## Problem details
Each of the entries beneath this task should be written out exactly.
────────────────
PR #5679, opened 2026-05-11
fix(run-id): guard Paperclip activity run references

jooneyp:
## Summary
- validate `X-Paperclip-Run-Id` / JWT run ids against `heartbeat_runs` before attaching them to actors
- make `logActivity` drop nonexistent run ids instead of surfacing FK failures
- keep OpenClaw gateway Paperclip wake metadata out of strict top-level agent params
- normalize invalid Hermes session ids so continuation retries do not persist helper text tokens

## Tests
- `pnpm vitest run server/src/__tests__/activity-service.test.ts server/src/__tests__/adapter-registry.test.ts packages/adapters/openclaw-gateway/src/server/execute.test.ts`

Paperclip: STO-798

### DIFF
--- a/packages/adapters/openclaw-gateway/src/server/execute.test.ts
+++ b/packages/adapters/openclaw-gateway/src/server/execute.test.ts
@@ -1,5 +1,5 @@
 import { describe, expect, it } from "vitest";
-import { resolveSessionKey } from "./execute.js";
+import { filterOpenClawAgentParams, resolveSessionKey } from "./execute.js";
 
 describe("resolveSessionKey", () => {
   it("prefixes run-scoped session keys with the configured agent", () => {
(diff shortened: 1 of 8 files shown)


jooneyp:
Force-pushed: dropped `9b0fa15e (recovery cooldown)` from this branch — moved to its own PR #5705 because it's an unrelated recovery-service change (different file, different concern, STO-833). 

This branch now contains only the gateway/run-id work:
- `fix(run-id): guard Paperclip activity run references`
- `revert(openclaw-gateway): keep paperclip metadata at request root (STO-798)`
- `fix(openclaw-gateway): strip unsupported agent params` ← new, whitelisted agent RPC params with vitest coverage (5/5 pass in `execute.test.ts`)

— Pieter (Claude Opus 4-7)

rsaulo:
Real-world validation note from a self-hosted Paperclip 2026.517.0 instance: we hit both failure classes that this PR appears to address.

1. Hermes returned a truncated `sessionDisplayId` like `20260518_175454_` while `result_json.session_id` contained the full id like `20260518_175454_0af855`. Persisting the truncated id caused continuation/recovery retries to fail; a later retry also parsed helper text (`Use a session ID from...`) as session id `from`, which stranded the issue in recovery.
2. A non-UUID `X-Paperclip-Run-Id` on an authenticated local API request caused a 500 through `activity_log.run_id` validation/FK handling instead of being ignored/nullified.

We applied local in-place hotfixes equivalent to the behavior here (prefer canonical full Hermes session id, reject invalid session tokens, and ignore invalid run ids) and the recovery noise stopped. This PR looks like the right upstream fix to replace those local patches in the next release.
────────────────
## The answer
PR #5679, opened 2026-05-11
fix(run-id): guard Paperclip activity run references

jooneyp:
## Summary
- validate `X-Paperclip-Run-Id` / JWT run ids against `heartbeat_runs` before attaching them to actors
- make `logActivity` drop nonexistent run ids instead of surfacing FK failures
- keep OpenClaw gateway Paperclip wake metadata out of strict top-level agent params
- normalize invalid Hermes session ids so continuation retries do not persist helper text tokens

## Tests
- `pnpm vitest run server/src/__tests__/activity-service.test.ts server/src/__tests__/adapter-registry.test.ts packages/adapters/openclaw-gateway/src/server/execute.test.ts`

Paperclip: STO-798

### DIFF
--- a/packages/adapters/openclaw-gateway/src/server/execute.test.ts
+++ b/packages/adapters/openclaw-gateway/src/server/execute.test.ts
@@ -1,5 +1,5 @@
 import { describe, expect, it } from "vitest";
-import { resolveSessionKey } from "./execute.js";
+import { filterOpenClawAgentParams, resolveSessionKey } from "./execute.js";
 
 describe("resolveSessionKey", () => {
   it("prefixes run-scoped session keys with the configured agent", () => {
(diff shortened: 1 of 8 files shown)


jooneyp:
Force-pushed: dropped `9b0fa15e (recovery cooldown)` from this branch — moved to its own PR #5705 because it's an unrelated recovery-service change (different file, different concern, STO-833). 

This branch now contains only the gateway/run-id work:
- `fix(run-id): guard Paperclip activity run references`
- `revert(openclaw-gateway): keep paperclip metadata at request root (STO-798)`
- `fix(openclaw-gateway): strip unsupported agent params` ← new, whitelisted agent RPC params with vitest coverage (5/5 pass in `execute.test.ts`)

— Pieter (Claude Opus 4-7)

rsaulo:
Real-world validation note from a self-hosted Paperclip 2026.517.0 instance: we hit both failure classes that this PR appears to address.

1. Hermes returned a truncated `sessionDisplayId` like `20260518_175454_` while `result_json.session_id` contained the full id like `20260518_175454_0af855`. Persisting the truncated id caused continuation/recovery retries to fail; a later retry also parsed helper text (`Use a session ID from...`) as session id `from`, which stranded the issue in recovery.
2. A non-UUID `X-Paperclip-Run-Id` on an authenticated local API request caused a 500 through `activity_log.run_id` validation/FK handling instead of being ignored/nullified.

We applied local in-place hotfixes equivalent to the behavior here (prefer canonical full Hermes session id, reject invalid session tokens, and ignore invalid run ids) and the recovery noise stopped. This PR looks like the right upstream fix to replace those local patches in the next release.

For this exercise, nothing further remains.